Düsseldorf Das kleine Paradies von Familie Wickert

Düsseldorf · Mit den Kleingärtnern legt sich die Politik ungern an – nicht ohne Grund. Ein Besuch in der Siedlung des Vereins "Rather Broich".

Schon wieder naht der Winter. Heidi und Günter Wickert graben die Beete um; bald kommen die Dahlien in den Keller, auch die Steinfigürchen von Laurel und Hardy. Heute wird noch einmal gegrillt. Das Rentnerpaar verbringt fast jeden Tag in seinem Kleingarten. Direkt nebenan auf dem Rather Broich rasen die Autos.

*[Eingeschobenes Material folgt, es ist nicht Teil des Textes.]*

PR #475, opened 2019-05-30
(Drupal) Add meta from reference to referenced entity

tanc:
As noted in Discord:

When the image fields come through to Gridsome the alt text is lost. The alt text is in a `meta` property but only within the `relationships` property, not on an actual entity.
The JSON looks like this:
```
...
"relationships": {
  "field_image": {
    "data": {
      "type": "file--file",
      "id": "7bd4f306-a450-454d-82af-6395c342240c",
      "meta": {
        "alt": "A screenshot",
        "title": "",
        "width": 800,
        "height": 600
      }
    },
    "links": {
      "self": {
        "href": "http://back.agile.coop/api/media/image/4b2f96cf-0bcb-4d02-aa9d-617041fa1391/relationships/field_image?resourceVersion=id%3A1"
      },
      "related": {
        "href": "http://back.agile.coop/api/media/image/4b2f96cf-0bcb-4d02-aa9d-617041fa1391/field_image?resourceVersion=id%3A1"
      }
    }
  }
}
...
```
When it comes through to Gridsome the meta bit is nowhere to be seen as the relationship is only built with two properties, the type and id.

This pull request adds the meta from a reference to a temporary store and then when the referenced entity is created in GraphQL the stored meta data is added to the fields.

In practical terms this makes the alt and title fields available on the referenced node (file entity).

### DIFF
--- a/packages/source-drupal/gridsome.server.js
+++ b/packages/source-drupal/gridsome.server.js
@@ -94,7 +94,11 @@ class DrupalSource {
       }
     })
 
-    await Promise.all(capturedEntities.map(entity => entity.initialize()))
+    // ensure file entities are processed last
+    const entityList = capturedEntities.slice(0);
+    entityList.sort((a, b) => (a.entityType === 'file--file') ? 1 : 0)
+
+    await Promise.all(entityList.map(entity => entity.initialize()))
   }
 }
 
--- a/packages/source-drupal/gridsome.server.js
+++ b/packages/source-drupal/gridsome.server.js
@@ -24,6 +24,7 @@ class DrupalSource {
     this.defaultExcludes = DEFAULT_EXCLUDES
     this.entities = {}
     this.apiSchema = {}
+    this.storedMeta = {}
 
     api.loadSource(store => this.initialize(store))
   }
@@ -89,7 +90,6 @@ class DrupalSource {
       if (!exclude.includes(entityType)) {
         // creating an instance of the entity class, see ./entities/*
         this.entities[entityType] = new Entity(this, { entityType, url })
-
         capturedEntities.push(this.entities[entityType])
       }
     })
--- a/packages/source-drupal/gridsome.server.js
+++ b/packages/source-drupal/gridsome.server.js
@@ -95,7 +95,7 @@ class DrupalSource {
     })
 
     // ensure file entities are processed last
-    const entityList = capturedEntities.slice(0);
+    const entityList = capturedEntities.slice(0)
     entityList.sort((a, b) => (a.entityType === 'file--file') ? 1 : 0)
 
     await Promise.all(entityList.map(entity => entity.initialize()))
--- a/packages/source-drupal/lib/Entity.js
+++ b/packages/source-drupal/lib/Entity.js
@@ -151,22 +151,21 @@ class Entity {
         result[key] = Array.isArray(data)
           ? data.map(relation => createReference(this.createTypeName(relation.type), relation.id))
           : createReference(this.createTypeName(data.type), data.id)
-      }
-
-      if (data !== null) {
+        // process any meta properties on this relationship and store them
+        // for later use on the related entity
         if (Array.isArray(data)) {
           data.map(relation => {
             if (typeof relation.meta !== 'undefined') {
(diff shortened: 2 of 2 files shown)


tanc:
To avoid the race condition I've sorted the list of content types so that the file type is last. This allows things which reference files to add their meta data. Not ideal but its all I could think of for now. Basically the `media--image` type which references the `file--file` type has to come first as it holds the meta data for `file--file` which we want adding to the file node in Gridsome.

hjvedvik:
Thanks, @tanc :) Are the file entities always called `file--file`? Or are can they be different in Contenta CMS etc?

tanc:
There are other referenced entities that can contain other meta data on the reference, so in theory these should also be placed later in the build process. But the file entity is definitely the one the an media image entity refers to and on that reference the meta data lives, so the file must be created after the media image.

tanc:
I don't think a file entity can get renamed as its a Drupal standard thing

matt-e-king:
@tanc good catch. I had "merging meta data" in the roadmap of the original [pull request](https://github.com/gridsome/gridsome/pull/41) but it got overlooked! Doh!

The way you have it setup now, is it possible that two separate nodes could reference the same entity in their `relationships` object - so the `meta` that is being stored in the `storedMeta` by id will just be overwritten by the second node that is processed? 

Another way to frame this question:
If an Article has a relationship to a File, should the Article own the meta data? Or should the File? Because if another Article can somehow reference that same File, but defines different meta data (alt, height, width), then the two Articles will "compete" for which meta data gets stored in the `storedMeta` object.

My instinct, like yours, is that the File should take ownership of the meta data - but if the above scenario I explained is ever true (for any relationship, not just File) we might have to re-think this approach.

tanc:
> The way you have it setup now, is it possible that two separate nodes could reference the same entity in their relationships object - so the meta that is being stored in the storedMeta by id will just be overwritten by the second node that is processed?

@matt-e-king in theory I think it is possible that other meta could get overridden. The alt text however is unique to the file entity. If this alt text (meta data) was on the referencing field instead I don't think it would be a problem as it could be passed to any image components easily enough from the referencing field, which is basically what I'm doing now:
```
<responsive-image
  stylename="paragraph_image"
  :set="srcset"
  :filename="filename(imageName)"
  :alt="fields.image.field_image.meta.alt"
  fallback="large" />
```
If we had it on the referencing field it would become:
```
<responsive-image
  stylename="paragraph_image"
  :set="srcset"
  :filename="filename(imageName)"
  :alt="fields.image.meta.alt"
  fallback="large" />
```

I did try to add any found meta data to the referencing field but it didn't seem possible, the `createReference` method just takes the type and id as parameters and doesn't allow fields or extra data to be added. But maybe it's possible to add this data later? @hjvedvik maybe you can confirm?

hjvedvik:
@tanc Passing additional data like `meta` to `createReference()` can be difficult. Unless we have two subfields for every reference fields; `node` and `meta`. Maybe it is better if the plugin just adds those fields itself since it's using an API which follows the JSON:API standard? It would be a breaking change but might be worth it. Here is an example query:

```graphql
query {
  drupalArticle(id:"1") {
    field_image {
      node { ... }
      meta { ... }
    }
  }
}
```

tanc:
@hjvedvik yes I think it is best to add the meta to the field in the plugin. The trouble was I couldn't figure out how, which is why I ended up with this workaround to add it to the referenced node. Can you provide an example?

hjvedvik:
@tanc You can try to move [`createReference(this.createTypeName(data.type), data.id)`](https://github.com/gridsome/gridsome/blob/297c587188c25becaa85a7762a069208fe32e680/packages/source-drupal/lib/Entity.js#L152-L153) to another method which looks something like this:

```js
createReference (data) {
  const { createReference } = this.source.store
  const typeName = this.createTypeName(data.type)

  return {
    node: createReference(typeName, data.id),
    meta: data.meta
  }
}
```

matt-e-king:
@hjvedvik @tanc I created another pull request for this based on @hjvedvik recommendation.
https://github.com/gridsome/gridsome/pull/619

PR #1405, opened 2020-12-24
fix(source-wordpress): non-paginated request on users endpoint causing truncated data

fmakdemir:
The users endpoint of wp-json api by default provides 10 users (or authors).
Since the previous version was using a request without pagination some posts
could get null author fields causing problems in template building.

This small change turns them into paged requests like some other types are already
doing.


hjvedvik:
Thanks, @fmakdemir! And sorry for this late reply. Your PR looks good to me :)

PR #1421, opened 2021-01-17
Fixes for tests under windows / jest update to 26.6.3

grbd:
Hi,
I've recently updated the version of jest and made some changes so that the tests will run under both windows and linux
before windows was throwing some errors due to unexpected results from the path delimiter and because of a slight difference in the file naming with webpack

I've tested under both windows 10 and Manjaro linux, also the yarn.lock file has been updated (I used the changes under the linux environment after a yarn install)


hjvedvik:
Thanks a lot for doing this, @grbd! Your changes look mostly good to me. I just have a few comments, so I'll do a proper review one of the next few days.

PR #1429, opened 2021-02-02
feat(pager): showLinks option show only prev/next links(#215)

### LINKED ISSUE #215: Feature request: Pager component: show only prev/next links
Looks like it's not possible to show only next/prev links with the Pager.

From my understanding, `showLinks` would be used to enable/disable the _numeric_ page links? Because if it's meant to completely remove the pagination, you just wouldn't use the component, right?

If I set `showLinks` to `false`, the entire navigation disappears.

### Steps to reproduce

Try using the Pager component like this:

```vue
<Pager :info="$page.myobject.pageInfo" :showLinks="false"/>
```

### Expected result

See only next/prev links in pagination (numeric page links removed).

### Actual result

Pagination is completely removed.

kyoruni:
Close #215
I wanted to use this option(#215), so I fixed it.

## Example

Pager component like this.

Option → `:showLinks="false"`

```vue
<Pager :info="$page.myobject.pageInfo" :showLinks="false"/>
```

## Result

See only next/prev links in pagination (numeric page links removed).

### DIFF
--- a/gridsome/app/components/Pager.js
+++ b/gridsome/app/components/Pager.js
@@ -78,7 +78,8 @@ export default {
       if (end < total) links.push(renderLink(total, lastLabel, ariaLastLabel, [lastClass, navClass]))
     }
 
-    if (links.length < 2) return null
+    if (showLinks && links.length < 2) return null
+    if (!showLinks && links.length === 0) return null
 
     return h('nav', {
       ...data,


hjvedvik:
Thanks, @kyoruni! Works perfectly :)

PR #1430, opened 2021-02-02
Add g-image fallback support

u12206050:
Keep displaying dataUri (placeholder) if loading the src results in error either due to file not found or being offline.


hjvedvik:
Thanks, @u12206050 :)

Die Wickerts pflegen die Blumen, sonnen sich und sehen fern. Als sie noch weniger Rückenprobleme hatten, bauten sie noch Gemüse an. Frau Wickert sagt: "Der Garten, das ist ein Paradies."

Die Wickerts bewirtschaften eine von 149 Parzellen in der Anlage des KGV "Rather Broich". Das ist einer von 104 Kleingärtnervereinen in Düsseldorf; 7900 Mitglieder sind in ihnen organisiert. Gerade hat der Ring Deutscher Makler mal wieder angeregt, den Kleingärtnern Land wegzunehmen, um Platz für Wohnungen zu gewinnen. Der Kleingärtnerverband hat bereits Widerstand angekündigt, falls das wirklich jemand versucht.

Wenn man die Kleingärtner am Rather Broich besucht, ahnt man, warum sich die Politik ungern mit ihnen anlegt. Sie würden ihre Lauben so schnell nicht hergeben. "Man ist in der Parzelle verwurzelt", sagt der Vereins- und Kleingärtnerverbandsvorsitzende Peter Vossen. Darüber hinaus ist Kleingärtnern nach wie vor beliebt: Auf der Warteliste am Rather Broich stehen 25 Interessenten. "Und es wird selten ein Garten frei", sagt Vossen.

Wie ist der typische Kleingärtner? In der Anlage in Rath sieht man vieles, was man erwartet: Gartenzwerge, penibel gepflegte Beete, viele graue Haare. Wenn man ins Gespräch kommt, bemerkt man aber auch, dass nicht jedes Klischee zutrifft. In der Parzelle neben den Wickerts zum Beispiel trifft man drei jüngere Frauen. Diesen Garten pachtet seit zehn Jahren Familie Agirkaya. Auf dem kleinen Elektroherd brutzelt das Essen. Die Frauen sitzen am Tisch und unterhalten sich, der Großvater stutzt stumm den Golfrasen. Wenn die Großfamilie versammelt ist, wird es eng – sie hat 20 Mitglieder, Kleinkinder nicht eingerechnet. "Wie am Strand" gehe es hier im Sommer zu, erzählt eine der Frauen.

Laut dem Vereinsvorsitzenden Peter Vossen liegt das Durchschnittsalter beim KGV "Rather Broich" bei 50 Jahren. Alle Bildungsstände seien vertreten, es gebe auch Anwälte und Doktoren. Der soziale Gedanke sei aber wichtig: Man achte darauf, dass die Abstandszahlung für Neulinge nicht zu hoch werde – mit Kanalanschluss werden ohnehin tausende Euro fällig. Der Verein überwacht auch die Einhaltung der Regeln. Die Gärtner sind alle nur Pächter. Das Bundeskleingartengesetz legt in allen Einzelheiten fest, wie breit sie ihre Hecke wuchern lassen dürfen und wie hoch der Anteil an Gemüsebeeten in den Gärten sein muss. Man handhabe das aber locker, sagt Vossen. Familie Agirkaya durfte sogar ein Trampolin für die Kinder aufstellen. Wenn es Streit gibt, müssen beide Parteien zur Vorstandssitzung kommen. "Wenn sich ein Konflikt gar nicht lösen lässt, verweisen wir aufs Gericht."

Elena Kelpe, die ein Stück weiter gegen das Unkraut ankämpft, hatte noch keine Schwierigkeiten, auch wenn ihr Garten ein wenig anders ist. Es gibt geschwungene Beete, wild sprießende Pflanzen und einen großen Komposthaufen. "Kreatives Chaos", nennt das die 49-Jährige, die im Marketing arbeitet. Zweimal pro Woche kommt sie vorbei. Für die Familie baut sie auch Bio-Obst an. Ihr größter Erfolg: In diesem Jahr hat sie 28 Kilo Süßkirschen geerntet, trotz Spechten und Fliegen. Nun plant sie die nächste Umgestaltung. "Ich tobe mich hier aus."